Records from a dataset
Start of Block
PR #1140, opened 2023-04-24
feat(piece/postgres): add checkbox to toggle SSL on or off

dentych:
## What does this PR do?

This PR adds a new checkbox to enable or disable SSL connection. Previously the connection would always attempt an SSL connection.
End of Block
**Exercise directions:**
Return each line of the data that contains the string "checkbox".

**Task result:**
feat(piece/postgres): add checkbox to toggle SSL on or off
This PR adds a new checkbox to enable or disable SSL connection. Previously the connection would always attempt an SSL connection.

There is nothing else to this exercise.